Si la Fiscalía Federal, el jefe de los esbirros de aquí y la policía política no están decididos a liquidarnos ahora, antes del proceso, debería ser posible obtener el traslado -y si lo están- con más razón todavía. Y aún más: presenta una denuncia por lesiones contra el director de la prisión sería, sin discusión, una cosa justa». Algún tiempo después afirmaba: «El problema que ellos tienen con nosotros es que nuestra conciencia política, cuyo contenido es colectividad, es nuestra identidad, entonces ellos no pueden arrancárnosla por medio del aislamiento, sin matarnos. Pero tú no tienes el derecho de dejarnos -¿por cuánto tiempo aún?- a la merced de estas marranadas. Y no deberías confiar en su impresión de que el Tribunal Federal no tiene interés actualmente en matar.
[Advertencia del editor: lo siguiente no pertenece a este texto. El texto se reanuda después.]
Issue #11304, opened 2025-03-05
Add error handling around areLinksValid() to account for legacy links


Israellund:
## Describe the bug

Recently a user was not able to edit their profile, they would make changes, click Save, and nothing would happen. No error in a toast and no console logs. This was because they had a social link that was "twitter.com/Curia_gov" but inside `handleSubmit` within `EditProfile.tsx` it is doing a check with `areLinksValid`, which isn't throwing an error if the link isn't valid, so legacy links that were added to profiles before we enforced "https://..." are not valid, but nothing is indicating that is the problem when a user with this type of social link tries to edit their profile. 

-Add a `notifyError` toast on Save click that shows the proper error for legacy links, prompting them to update the link.

PR #11326, opened 2025-03-07
Error Handling on Edit Profile Page

dillchen:
1. Fixed the bug where profile editing would silently fail with invalid social links
  2. Added an error notification that clearly explains the issue to users

  These changes will ensure users understand what's happening when their profile edits
  don't save due to invalid social links.

## Link to Issue
Closes: #11304

## Description of Changes

  To summarize what we found and fixed:
  - The bug was in EditProfile.tsx where areLinksValid() was returning false for invalid
  links, but the code silently returned without showing an error
  - We added an error notification with a specific message about needing to add "https://"
  to links
  - We improved the logic to better identify the invalid links and show a helpful error
  message

## Test Plan
- Try to update with invalid link (no https://)


Israellund (approved):

masvelio (approved):

packages/commonwealth/client/scripts/views/components/EditProfile/EditProfile.tsx
```diff
@@ -169,7 +169,18 @@ const EditProfile = () => {
 
   if (!error && profile) {
     const handleSubmit = (values: z.infer<typeof editProfileValidation>) => {
-      if (links.filter((x) => x.value).length > 0 ? !areLinksValid() : false) {
+      const filledLinks = links.filter((x) => x.value);
```
mzparacha, line 172: this works, but we could just updated `linkValidationSchema.optional` zod error and avoid this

Entonces, ¡ACTUA!»
Las sucesivas huelgas de hambre de los presos alemanes impiden, una y otra vez, que el aislamiento se mantenga de forma continuada.
Así era Ulrike Meinhof, una mujer que no pudo ser reducida por la tortura del aislamiento; una mujer que en 1976, días antes de su asesinato, preparaba minuciosamente en su celda, el juicio que se iba a celebrar en Stammhein contra varios miembros de la RAF. Un juicio que apuntaba al desenmascaramiento de ciertas personalidades políticas y sindicales; Ulrike quería demostrar, a lo largo del proceso, la existencia de relaciones entre el líder de la socialdemocracia alemana, Willy Brandt, con la CIA y, además, quería citar a Brandt como testigo.
El hecho de la celebración del juicio, en sí mismo, era ya una viva denuncia de la imagen de la Alemania Federal en el plano internacional. Y ello, porque con este proceso, saltaban a la luz pública las condiciones de detención de los presos políticos y las leyes especiales que limitaban el derecho de defensa. Tanto es así que la Comisión Internacional de Juristas, sita en Ginebra, en un informe publicado en diciembre de 1975, calificó a la RFA, a nivel de Estado, como el de Chile, la India, Indonesia, Rodhesia y la España franquista; y ello, según las propias declaraciones de la Comisión, «a causa de la legislación que limita los derechos de defensa, y de la cual no se encuentra ejemplo alguno en ningún sistema de derecho». El citado informe hacía alusión a la «lex RAF», ley de excepción votada justo antes del proceso de Stammhein, por la cual una defensa política y colectiva se niega a partir del año 75.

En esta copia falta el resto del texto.